Hank Gowdy shined in the World Series for Boston with a .545 batting average, five extra base hits, and five walks to just one strikeout. The backstop would play for Boston until 1923. That doesn’t include time he missed as the first active major leaguer to enlist to fight in World War I. Gowdy was gone from the Braves for most of three years while missing 1918 completely as he fought on the Western Front. Once back as a full-time major leaguer in 1920, Gowdy struggled to stay on the field. However, his bat never left him and that was especially apparent after the Braves traded him back to the Giants in 1923. It was with the Giants he got back to the Fall Classic. In Game Seven of the ’24 Series, Gowdy tore off his mask to catch a foul pop-up with nobody on and one out. However, he stepped on the mask and couldn’t reach the ball. The batter doubled and scored the winning run as the Senators beat the Giants. He later rejoined the military as an athletic coach during World War II and Fort Benning’s Gowdy Field is named for him.
Other important players from the 1914 Braves faded away either because of performance or being moved to other teams. When the first Stallings-less Braves took the field in 1921, outside of Gowdy, they didn’t look a thing like the ’14 Braves.

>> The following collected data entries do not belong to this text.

PR #431, opened 2023-08-21
add HUGR payload to PrimValue::Function

### LINKED ISSUE #374: Add PrimValue::Graph
Possibly unless we drop "Graph" types from core, which we might do according to outcome of #285.

Again according to #285, this might be as simple as
```
struct Graph(Hugr);

impl Graph {

    fn new(h: Hugr) -> Self {
        assert!(h.is_dfg());
        Self(h)
    }
}
```
(if monomorphic) whereas if polymorphic it might be a bit more complex

ss2165:
add `get_function_type` method to HugrView to report the function type
of the root if valid.

Closes #374

### DIFF
--- a/src/hugr/views.rs
+++ b/src/hugr/views.rs
@@ -154,7 +154,7 @@ pub trait HugrView: sealed::HugrInternals {
 
     /// For function-like HUGRs (DFG, FuncDefn, FuncDecl), report the function
     /// type. Otherwise return None.
-    fn get_function_type(&self, node: Node) -> Option<&FunctionType>;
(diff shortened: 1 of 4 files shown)


src/hugr/views.rs
```diff
@@ -315,6 +319,15 @@ where
         }
     }
 
+    fn get_function_type(&self, node: Node) -> Option<&FunctionType> {
```
croyzor, line 322: I think for the purposes this PR is working towards, this should always return the function type for the root. For purposes other than getting the function type _of a hugr_, people can use `get_nodetype` as you have

croyzor (approved):

PR #433, opened 2023-08-21
Spec out polymorphism "extension"

acl-cqc:
When we allow for type variables that could be, say, sizes of arrays, this works out worse than I thought.


acl-cqc:
@ss2165 I think #285 now has more clarity and precision where it's useful and less detail where it isn't, compared to this - OK to just close this?

PR #434, opened 2023-08-22
chore: Format let-else with nightly rustfmt

aborgna-q:
Preventively fixes CI errors before rust 1.72 is released, and rustfmt starts having opinions on let-else formatting.

https://blog.rust-lang.org/2023/07/01/rustfmt-supports-let-else-statements.html

### DIFF
--- a/src/algorithm/half_node.rs
+++ b/src/algorithm/half_node.rs
@@ -126,7 +126,14 @@ mod test {
             .map(|(s, _)| s)
             .exactly_one()
             .unwrap();
-        let [&left,&right] = edge_classes.keys().filter(|(s,_)| *s == split).map(|(_,t)|t).collect::<Vec<_>>()[..] else {panic!("Split node should have two successors");};
+        let [&left, &right] = edge_classes
+            .keys()
+            .filter(|(s, _)| *s == split)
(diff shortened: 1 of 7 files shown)


src/algorithm/half_node.rs
```diff
@@ -126,7 +126,14 @@ mod test {
...
             .exactly_one()
             .unwrap();
-        let [&left,&right] = edge_classes.keys().filter(|(s,_)| *s == split).map(|(_,t)|t).collect::<Vec<_>>()[..] else {panic!("Split node should have two successors");};
+        let [&left, &right] = edge_classes
+            .keys()
+            .filter(|(s, _)| *s == split)
+            .map(|(_, t)| t)
+            .collect::<Vec<_>>()[..]
+        else {
+            panic!("Split node should have two successors");
```
acl-cqc, line 135: The frequency of this suggests we should have a helper method in `nest_cfgs::test` to do this. Or perhaps these would be better written using `collect_tuple` or some such. Probably not for this PR, but I could happily come up with something before/after/as an extra commit here ??

acl-cqc (approved):
Looks good. I think the word you want in the description is "pre-emptively" (rather than preventatively) ;-)

PR #438, opened 2023-08-22
Change compute_signature to return FunctionType (et al)

acl-cqc:
Addressing a longstanding TODO.

I used `FunctionType {input: ..., output:...,  extension_reqs:... }` but alternatively one could use `FunctionType::new(..., ...).with_extension_delta(...)`.  (I missed this at first because it looks like other similar methods returning a Signature, so it might be preferable)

The sudden rise and fall of the ’14 Braves and their surprising upset of the more favored Athletics have led some people to find parallels between the 1914 World Series and its counterpart in 1919. In the latter case, the best team in baseball and the heavy favorites to win it all, the Chicago White Sox, conspired to throw the Series. Was the ’14 Series fixed? Many conspiracists have argued that it was, but the proof seems limited to the belief that the Braves couldn’t have possibly beat the A’s.

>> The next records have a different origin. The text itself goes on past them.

PR #441, opened 2023-08-22
feat: Split methods between `HugrMut` and `HugrMutInternals`

aborgna-q:
Splits the mutable methods between `HugrMutInternals` & `HugrMut`.

  When implemented by a (future) non-`AsMut<Hugr>`, the default impl checks whether the related nodes are valid in the view before calling the internal hugrs mutable primitives.
  
Other small changes:

- Moved `canonicalize_nodes` from `HugrMut` to `Hugr`, since it doesn't make sense to call in on a view.
- Added a root parameter to `Hugr::canonical_order` so we can get the canonical order for regions.
- Added an assert to validate the root type when querying a hugrview
- ~Add a lifetime to `HugrInternals::Portgraph` so the views can return clones instead of double references.~
  I had to roll it back due to the convex check requiring `Copy` on the portgraph view.


src/hugr.rs
```diff
@@ -238,6 +242,46 @@ impl Hugr {
...
     }
+
+    /// Compact the nodes indices of the hugr to be contiguous, and order them as a breadth-first
+    /// traversal of the hierarchy.
+    ///
+    /// The rekey function is called for each moved node with the old and new indices.
+    ///
+    /// After this operation, a serialization and deserialization of the Hugr is guaranteed to
+    /// preserve the indices.
+    pub fn canonicalize_nodes(&mut self, mut rekey: impl FnMut(Node, Node)) {
```
ss2165, line 253: this is just a direct move yes?

aborgna-q:
I'll re-add the rolled-back lifetime parameters in `HugrViewInternals::Portgraph` once the fix is released on portgraph.
https://github.com/CQCL/portgraph/pull/104

src/hugr/hugrmut.rs
```diff
@@ -8,277 +8,435 @@ use portgraph::{LinkMut, NodeIndex, PortMut, PortView, SecondaryMap};
...
+    #[inline]
+    fn add_op_with_parent(
+        &mut self,
+        parent: Node,
+        op: impl Into<OpType>,
+    ) -> Result<Node, HugrError> {
+        match self.contains_node(parent) {
+            true => self.hugr_mut().add_op_with_parent(parent, op),
+            false => Err(HugrError::InvalidNode { node: parent }),
+        }
```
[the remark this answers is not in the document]
aborgna-q: Yep, that makes more sense :)

src/hugr.rs
aborgna-q: Yes, it's a direct copy

src/hugr/hugrmut.rs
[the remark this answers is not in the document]
ss2165: probably looks nicer as an internal impl method

src/hugr/views.rs
```diff
@@ -52,14 +52,23 @@ pub trait HugrView: sealed::HugrInternals {
     where
         Self: 'a;
 
-    /// Return index of HUGR root node.
-    fn root(&self) -> Node;
+    /// Return the root node of this view.
+    #[inline]
+    fn root(&self) -> Node {
```
acl-cqc, line 57: This is just a way of exposing the hidden-in-HugrInternals root_node, right?
(Might one call that `root` too and then do `(self as HugrInternals).root()` here?)

acl-cqc: Yeah, I don't seriously suggest that, think I've got it now

src/hugr.rs
```diff
@@ -340,6 +384,12 @@ pub enum HugrError {
     /// An error occurred while manipulating the hierarchy.
     #[error("An error occurred while manipulating the hierarchy.")]
     HierarchyError(#[from] portgraph::hierarchy::AttachError),
+    /// The node doesn't exist.
```
acl-cqc, line 387: This doesn't seem to be used? (Also I wonder about the utility of naming the single field within, but there.)

src/hugr/views/hierarchy.rs
```diff
@@ -54,6 +53,20 @@ where
     _phantom: std::marker::PhantomData<Root>,
 }
 
+impl<'g, Root, Base> SiblingGraph<'g, Root, Base>
+where
+    Base: HugrInternals,
+{
+    /// Helper function to initialize the internal portgraph view.
+    fn init_graph(hugr: &Base, root: Node) -> FlatRegionGraph<'_> {
```
acl-cqc, line 61: AFAICS these two are used exactly once - in quite small calling methods - if the goal is to reuse this elsewhere (in a later PR), might be better to do this pulling out in that PR?

acl-cqc:
I'd also mention in the description - remove `add_node` and `add_op` (keeping only the variants thereof that specify a position in the hierarchy) - I think that's quite significant

src/hugr/hugrmut.rs
```diff
@@ -8,277 +8,413 @@ use portgraph::{LinkMut, NodeIndex, PortMut, PortView, SecondaryMap};
...
+    ///
+    /// The sibling node's parent becomes the new node's parent.
+    ///
+    /// # Errors
+    ///
+    ///  - If the sibling node does not have a parent.
+    ///  - If the attachment would introduce a cycle.
+    #[inline]
+    fn add_op_before(&mut self, sibling: Node, op: impl Into<OpType>) -> Result<Node, HugrError> {
+        self.valid_node(sibling)?;
```
acl-cqc, line 59: Ok, so the question here is - if "sibling" was the root (parent) of a SiblingGraph, would that be accepted by "valid_node"? By most definitions, that lets you add something outside the region, so we might need *two* versions of `valid_node`. (I *think* it's reasonable to add something as a child of one of the siblings in a SiblingGraph, even though the something-added would then not strictly be in the SiblingGraph...)

acl-cqc (commented):
Nice!! :)

src/hugr.rs
aborgna-q: I prefer to use named fields when the order is not relevant (what does `x.0` mean?). But I have no strong opinion on this.

src/hugr/hugrmut.rs
aborgna-q: Good catch!

src/hugr/views.rs
aborgna-q: The different name is to avoid ambiguity at local call sites. Users shouldn't see the `HugrMutInternals`, so there shouldn't be any confusion.

src/hugr/views/hierarchy.rs
aborgna-q: They where used in the rolled-back changes (that will come in a following PR once portgraph is updated).
I'll clean this up.

src/hugr.rs
aborgna-q: I changed it into a tuple struct for consistency with the other errors.

PR #2315, opened 2025-06-09
fix: print inner model errors

ss2165:


zrho:
The inner errors are deliberately not printed since the inner errors are accessible via the `.source()` chain of errors. The PR #2315 makes `hugr-cli` report the chain of errors.

ss2165:
Closing in favour of #2318

PR #2317, opened 2025-06-09
test: enable Model as default BINARY envelope format

ss2165:


hugr-py/tests/conftest.py
```diff
@@ -149,8 +149,10 @@ def validate(
     # TODO: Use envelopes instead of legacy hugr-json
```
aborgna-q, line 149: drive-by
```suggestion
```

aborgna-q (approved):
:shipit:

PR #2318, opened 2025-06-09
feat!: Better error reporting in `hugr-cli`.

zrho:
This PR streamlines the error reporting in `hugr-cli`, displaying error source trails and setting up the tracing crate. For that, some error trait implementations were migrated to `thiserror`. The PR also simplifies the `clap` structures by pulling out the verbosity level from the individual commands. The commands should use tracing macros instead of relying on filtering for verbosity themselves.

BREAKING CHANGE: Reorganised `clap` commands and errors in `hugr-cli` which is only visible when it is used as a library.

### DIFF
--- a/Cargo.lock
+++ b/Cargo.lock
@@ -1223,6 +1223,7 @@ dependencies = [
 name = "hugr-cli"
 version = "0.20.1"
 dependencies = [
+ "anyhow",
  "assert_cmd",
  "assert_fs",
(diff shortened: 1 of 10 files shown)


aborgna-q:
What's the reason for swapping `derive_more::Error` with `thiserror`?

I was hoping we'd be able to drop the latter at some point :/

That theory ignores that the series, while a sweep, was still competitive. The Athletics were in position to win Game 2 and Game 3, but simply failed to execute whereas the Braves did. In so many ways, that was a microcosm of the 1914 Braves – they executed when others couldn’t. They don’t win the NL without help and the Giants going 32-34 after July was a big part of the reason the Braves were able to even to reach the World Series. The fact that there were no other NL contenders to stand in Boston’s way was also a big assist.

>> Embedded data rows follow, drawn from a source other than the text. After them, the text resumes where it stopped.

PR #2319, opened 2025-06-09
fix: Fixed invalid extension name in test.

zrho:
The Python testing suite defined an extension named `pytest.quantum,`. The `,` is not allowed as part of an extension name, making the model import fail.


acl-cqc (approved):
LGTM, thanks Lukas! I guess this was never fed to Rust's `IdentList::new` which would surely have caught this....

PR #2323, opened 2025-06-10
fix: Fixed bug in python model export name mangling.

zrho:
This PR fixes a bug in the Python model export: `Call` nodes referred to themselves instead of the function to be called.


ss2165:
Testing is in progress here: https://github.com/CQCL/hugr/pull/2317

In the World Series, Eddie Collins had three singles while Wally Schang had just two hits. Home Run Baker, who led the AL with nine homeruns, managed just four hits including a pair of doubles. He was their best option on offense during the four game sweep. Boston’s Big Three, who threw all 39 innings during the series for the Braves, had a 1.15 ERA with 28 strikeouts.
Unlike the Chicago White Sox in 1919, who committed 12 errors over the eight game series, the Athletics didn’t boot the ball around. They committed just two errors – or half as many as Boston did. Philadelphia ran into a buzzsaw. Bill James, Dick Rudolph, and Lefty Tyler were pitching the best baseball of their career all at the same time. Hank Gowdy destroyed the ball during the series and Johnny Evers was always on base. As were Rabbit Maranville and Possum Whitted.
Boston fell back to Earth because their run was unsustainable. They weren’t better than the A’s or the Giants when it came to talent. They didn’t have to be. They needed only to be the best team in baseball for a few months. When it came to that, they pulled it off and shocked the world.